そんなこんなで、気球実験はつらい一週間でしたが、結果的には大成功でした。アップリンク送信では425キロメートル、ダウンリンク受信では492キロメートルを記録しましたから、ウチのキューブサットと地球の双方向通信機能は大丈夫だということを実証できました。
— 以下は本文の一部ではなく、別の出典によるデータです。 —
PR #916, opened 2022-11-24
Solution

UmizDemud:
It seemed to me that there is a bug in the tests, I already reported it.

### DIFF
--- a/src/arrayMethodSort.js
+++ b/src/arrayMethodSort.js
@@ -5,7 +5,43 @@
  */
 function applyCustomSort() {
   [].__proto__.sort2 = function(compareFunction) {
-    // write code here
+    let count;
+    let current;
+    let prev;
+
+    if (!compareFunction) {
+      do {
+        count = 0;
+
+        for (let i = 1; i < this.length; i++) {
+          current = this[i];
+          prev = this[i - 1];
+
+          if (current.toString().localeCompare(prev.toString()) < 0) {
+            this[i] = prev;
+            this[i - 1] = current;
+            count++;
+          }
+        }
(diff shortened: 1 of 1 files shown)


src/arrayMethodSort.js
```diff
@@ -5,7 +5,43 @@
...
+        for (let i = 1; i < this.length; i++) {
+          current = this[i];
+          prev = this[i - 1];
+
+          if (compareFunction(current, prev) < 0) {
+            this[i] = prev;
+            this[i - 1] = current;
+            count++;
+          }
+        }
```
mgrinko, line 40: this code is repeated twice
please use the default value for the `compareFunction` to remove the duplication

mgrinko (changes requested):

src/arrayMethodSort.js
```diff
@@ -4,8 +4,43 @@
...
+
+      if (currentDif > 0) {
+        return 1;
+      } else if (currentDif === 0) {
+        continue;
+      } else {
+        return -1;
+      }
+    }
+  };
```
meforoma, line 23: i think this can be way easier - simply compare strings
```
if (String(a) > String(b)) { return ?
if (String(a) < String(b)) { return ?
return ?
```

meforoma (changes requested):
default compare is way easier 🙂 try that)

src/arrayMethodSort.js
UmizDemud: I forgot about the default comparisons of these level libraries.  Correcting

naziamoff (approved):
👍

・・すごくつらかったですよ。ほんとに。でも、いい経験になったと、今は言えます。実際の衛星運用に向けての貴重な経験をさせてもらったと思います。
今度やるなら、もっとうまくできると思います。

<証言:桑田 良昭(くわた・よしあき)>
実験が一日延びてしまったので、帰京するのも一日延びることになりました。僕は、どうしても用事があったので、日曜日に帰らなければならず、新幹線で一足先に帰ることにしました。駅についてから、新幹線の切符を買うには、60円足りないことに気づきました。 1週間も睡眠不足の日々が続いていて、所持金がどれくらいあるのか、まったく意に介していなかったのですが、財布の中のお金がわずかに足りません。JRですから、60円まけてくれるとは思えません。しかたなく、外へ出て、ATMを探し始めました。郵便局と銀行のカードはもっていましたから、お金はおろせるだろうと思っていました。しかし、不運なことに、日曜日だったので、ATMはどこもしまっていたんです。 30分ほど駅のまわりをぐるぐると探し回って、銀行らしきところをさがしましたが、しかし、どこもしまっていました。で、僕の取った行動は、お金を恵んでもらうことでした。駅に高校生のグループがいたので、言ってみました。 「東京まで帰るのに60円だけ足りないので、悪いんだけど、お金貸してもらえませんか?」 幸運なことに、といいますか、その高校生は素直に貸して(返していないので、恵んでくれたわけですが)くれました。影で「人助けしちゃったよ、いいことしたなぁ」とまで言われてしまいました。